Brightview Holdings 2025 Q4 Earnings Net Income Grows 8.2% Despite Revenue Decline

Generated by AI AgentDaily EarningsReviewed byAInvest News Editorial Team
Thursday, Nov 20, 2025 4:19 am ET1min read
Aime RobotAime Summary

-

reported Q4 2025 earnings with 8.2% net income growth and 12.7% EPS increase despite 3.6% revenue decline to $702.8M, missing forecasts by $15.77M.

- 2026 guidance aligns with $2.67–$2.73B revenue projections, emphasizing margin expansion through operational efficiency and record $113.5M adjusted EBITDA.

- Post-earnings stock fell 10.9% due to revenue/earnings misses, though CEO Dale Asplund highlighted $150M share repurchase boost and "One BrightView" strategy for long-term growth.

- Weak Development Services (-8.2%) and softer commercial demand drove underperformance, countered by $20.00 median price target (40.6% above Nov 18 close) for cautious optimism.

Brightview Holdings (BV) reported fiscal 2025 Q4 earnings on Nov 19, 2025, with results falling short of revenue expectations while net income and EPS showed growth. The company’s revenue declined 3.6% year-over-year to $702.80 million, missing analyst forecasts by $15.77 million. However, net income rose 8.2% to $27.70 million, and EPS increased 12.7% to $0.20. Guidance for 2026 aligns with consensus estimates, projecting revenue of $2.67–$2.73 billion and margin expansion through operational efficiency.

Revenue

Brightview’s total revenue dipped to $702.80 million in Q4 2025, a 3.6% decline from $728.70 million in the prior-year period.
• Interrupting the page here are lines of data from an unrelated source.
PR #215, opened 2022-11-18
Revert "Add get table api (#210)"

andyl-db:
Reverts get table api as it is unnecessary. Keeps the fix for integration tests and get table version changes.


linzhou-db (approved):
Thanks!

PR #223, opened 2022-12-09
Extends DeltaSharingProfileProvider to customize tablePath and refresher 

linzhou-db:
Extends DeltaSharingProfileProvider to customize tablePath and refresher

### DIFF
--- a/spark/src/main/scala/io/delta/sharing/spark/RemoteDeltaFileIndex.scala
+++ b/spark/src/main/scala/io/delta/sharing/spark/RemoteDeltaFileIndex.scala
@@ -38,8 +38,11 @@ import io.delta.sharing.spark.model.{
 
 private[sharing] case class RemoteDeltaFileIndexParams(
     val spark: SparkSession,
-    val snapshotAtAnalysis: RemoteSnapshot) {
-  def path: Path = snapshotAtAnalysis.getTablePath
+    val snapshotAtAnalysis: RemoteSnapshot,
+    val profileProvider: DeltaSharingProfileProvider) {
+  def path: Path = new Path(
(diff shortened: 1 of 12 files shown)


spark/src/main/scala/io/delta/sharing/spark/RemoteDeltaFileIndex.scala
```diff
@@ -179,21 +181,8 @@ private[sharing] case class RemoteDeltaBatchFileIndex(
...
     partitionFilters: Seq[Expression],
     dataFilters: Seq[Expression]): Seq[PartitionDirectory] = {
-    // TODO(lin.zhou): Actually refresh the presigned url in the cache instead of just using
-    // getIdToUrlMap
-    CachedTableManager.INSTANCE
-      .register(params.path.toString, getIdToUrlMap, Seq(new WeakReference(this)), () => {
-        getIdToUrlMap
-      })
-
     // We ignore partition filters for list files, since the delta sharing server already
```
zsxwing, line 184: We cannot ignore partition filters here. For streaming cases, this is okay as Spark doesn't support partition filter push down for streaming sources yet. But CDF batch queries, we need to apply the partition filters.

zsxwing (approved):
Overall this looks good to me. I left a comment unrelated to this PR

spark/src/main/scala/io/delta/sharing/spark/RemoteDeltaFileIndex.scala
linzhou-db: But `RemoteDeltaBatchFileIndex` is used for the delta sharing streaming source? 
Do you mean I need to apply the partition filters in `RemoteDeltaCDFFileIndexBase.listFiles`?

PR #228, opened 2022-12-14
Spark connector changes to consume size from metadata.

chakankardb:
In this change, delta sharing will try to get the table size from table metadata if it is available.
If not available, it will fall back to computing the size from full parquet scan.
The existing code always computes the size from parquet scan, making it a performance bottleneck.

Tested the following combinations:

New server, new connector -> avoids extra queryTable call
New server, old connector -> works (backwards compatibility)
Old server, new connector -> works (backwards compatibility)

### DIFF
--- a/spark/src/main/scala/io/delta/sharing/spark/model.scala
+++ b/spark/src/main/scala/io/delta/sharing/spark/model.scala
@@ -96,7 +96,9 @@ private[sharing] case class Metadata(
     schemaString: String = null,
     configuration: Map[String, String] = Map.empty,
     partitionColumns: Seq[String] = Nil,
-    version: java.lang.Long = null) extends Action {
+    version: java.lang.Long = null,
+    size: java.lang.Long = null,
+    numFiles: java.lang.Long = null) extends Action {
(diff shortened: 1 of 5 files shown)


spark/src/main/scala/io/delta/sharing/spark/model.scala
```diff
@@ -96,7 +96,9 @@ private[sharing] case class Metadata(
     schemaString: String = null,
     configuration: Map[String, String] = Map.empty,
     partitionColumns: Seq[String] = Nil,
-    version: java.lang.Long = null) extends Action {
+    version: java.lang.Long = null,
+    size: java.lang.Long = null,
```
zsxwing, line 100: could you also add these two new fields to PROTOCOL.md?

chakankardb: Good catch, done.

zsxwing (approved):

zhuansunxt (approved):
🚢

linzhou-db (approved):

PR #229, opened 2022-12-16
Support filtering on additional cdf columns

linzhou-db:
Support filtering on additional cdf columns: _commit_version/_commit_timestamp/_change_type

### DIFF
--- a/spark/src/main/scala/io/delta/sharing/spark/RemoteDeltaFileIndex.scala
+++ b/spark/src/main/scala/io/delta/sharing/spark/RemoteDeltaFileIndex.scala
@@ -130,6 +130,7 @@ private[sharing] abstract class RemoteDeltaCDFFileIndexBase(
     auxPartitionSchema: Map[String, DataType] = Map.empty)
     extends RemoteDeltaFileIndexBase(params) {
 
+  // TODO: linzhou, update this
   override def partitionSchema: StructType = {
     DeltaTableUtils.updateSchema(params.snapshotAtAnalysis.partitionSchema, auxPartitionSchema)
   }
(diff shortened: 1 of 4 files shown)


spark/src/main/scala/io/delta/sharing/spark/RemoteDeltaFileIndex.scala
```diff
@@ -130,6 +130,7 @@ private[sharing] abstract class RemoteDeltaCDFFileIndexBase(
     auxPartitionSchema: Map[String, DataType] = Map.empty)
     extends RemoteDeltaFileIndexBase(params) {
 
+  // TODO: linzhou, update this
```
chakankardb, line 133: Consider adding more details on what needs to be updated.

spark/src/main/scala/io/delta/sharing/spark/RemoteDeltaFileIndex.scala
```diff
@@ -151,10 +152,13 @@ private[sharing] case class RemoteDeltaCDFAddFileIndex(
   override def listFiles(
     partitionFilters: Seq[Expression],
     dataFilters: Seq[Expression]): Seq[PartitionDirectory] = {
+    val updatedFiles = addFiles.map { a =>
+      AddFileForCDF(a.url, a.id, a.getPartitionValuesInDF, a.size, a.version, a.timestamp, a.stats)
```
chakankardb, line 156: Question: makePartitionDirectories will call getPartitionValuesInDF again? Would that lead to double inclusion of the cdf columns?
Consider adding some comments.

spark/src/main/scala/io/delta/sharing/spark/RemoteDeltaFileIndex.scala
linzhou-db: This need to be removed.

spark/src/main/scala/io/delta/sharing/spark/RemoteDeltaFileIndex.scala
linzhou-db: It's not double inclusion, and actually to make them consistent. Here, it's applied to each file, makePartitionDirectories is applying the partitions to the directory path.

chakankardb (approved):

Land Maintenance Revenue reached $1.7–$1.715 billion, while Development Services Revenue stood at $790–$805 million, and Snow Removal Revenue ranged between $190–$220 million. The revenue shortfall was primarily attributed to a 1.3% decline in Maintenance Services and an 8.2% drop in Development Services, driven by project timing and market conditions.

Earnings/Net Income

The company’s profitability strengthened, with EPS rising 12.7% to $0.20 in Q4 2025 from $0.18 in Q4 2024. Net income expanded 8.2% to $27.70 million, reflecting disciplined cost management and margin improvements. Adjusted EBITDA hit a record $113.50 million, up 7.9% year-over-year, with margins expanding 170 basis points to 16.1%. The EPS growth outperformed the net income increase, indicating improved profitability despite revenue challenges.
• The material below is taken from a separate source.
PR #232, opened 2022-12-17
Support more flexible format for timestamp options in spark in v0.5"

linzhou-db:
Client side:
Support more flexible format for startingTimestamp/endingTimestamp options in spark, to be similar with delta.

Post-Earnings Price Action Review

Brightview’s stock price fell 0.17% in the latest trading day, 4.67% for the week, and 9.75% month-to-date. Post-earnings, shares tumbled 10.9%, reflecting disappointment over revenue and EPS misses. Analysts cited weak Development Services performance and softer commercial landscape demand as key drivers. Despite the decline, the company’s long-term outlook remains cautiously optimistic, with a median price target of $20.00, 40.6% above the Nov 18 closing price of $11.89.

CEO Commentary

Dale Asplund, CEO, emphasized the “continued momentum behind our One

strategy” and highlighted record Adjusted EBITDA and margin expansion. The CEO outlined strategic investments, confidence in 2026 revenue growth, and a $150 million share repurchase authorization increase, underscoring a “strong balance sheet” and “long-term growth outlook.”

Guidance

Brightview projects 2026 total revenue of $2.67–$2.73 billion (+0% to +2%), with Land Maintenance Revenue of $1.7–$1.715 billion (+1% to +2%), Development Services Revenue of $790–$805 million (~0% to +2%), and Snow Removal Revenue of $190–$220 million. Adjusted EBITDA is guided to $363–$377 million (+40–60 bps margin expansion), and Adjusted Free Cash Flow to $100–$115 million.

Additional News

Brightview increased its share repurchase authorization to $150 million, signaling confidence in capital allocation. CEO Dale Asplund reiterated the “One BrightView” strategy, focusing on operational efficiency and market positioning. The company also announced plans to return to revenue growth in 2026, leveraging scale to strengthen its position as the “service provider of choice” in the industry.